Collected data

____

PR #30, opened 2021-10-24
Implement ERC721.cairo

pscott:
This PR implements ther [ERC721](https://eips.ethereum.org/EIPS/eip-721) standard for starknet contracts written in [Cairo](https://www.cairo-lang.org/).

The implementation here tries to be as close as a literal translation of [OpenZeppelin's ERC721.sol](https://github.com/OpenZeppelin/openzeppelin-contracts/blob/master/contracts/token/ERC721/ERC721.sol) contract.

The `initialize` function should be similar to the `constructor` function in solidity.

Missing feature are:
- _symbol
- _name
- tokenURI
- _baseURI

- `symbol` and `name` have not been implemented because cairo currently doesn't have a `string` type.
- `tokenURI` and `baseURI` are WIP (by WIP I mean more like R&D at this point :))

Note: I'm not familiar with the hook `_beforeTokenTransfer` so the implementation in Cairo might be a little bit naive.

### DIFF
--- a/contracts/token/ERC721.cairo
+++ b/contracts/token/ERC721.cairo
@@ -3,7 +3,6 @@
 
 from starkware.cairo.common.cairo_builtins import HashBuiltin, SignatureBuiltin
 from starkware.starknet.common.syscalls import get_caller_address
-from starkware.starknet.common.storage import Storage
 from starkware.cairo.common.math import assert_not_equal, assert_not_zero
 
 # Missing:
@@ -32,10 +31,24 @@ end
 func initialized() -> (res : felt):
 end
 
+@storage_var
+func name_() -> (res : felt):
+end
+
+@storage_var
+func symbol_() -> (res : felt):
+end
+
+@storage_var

____

-- What you should do --
Wherever the word "starkware" appears in the entries above, copy that line.

-- Finished exercise --
 from starkware.cairo.common.cairo_builtins import HashBuiltin, SignatureBuiltin
 from starkware.starknet.common.syscalls import get_caller_address
-from starkware.starknet.common.storage import Storage
 from starkware.cairo.common.math import assert_not_equal, assert_not_zero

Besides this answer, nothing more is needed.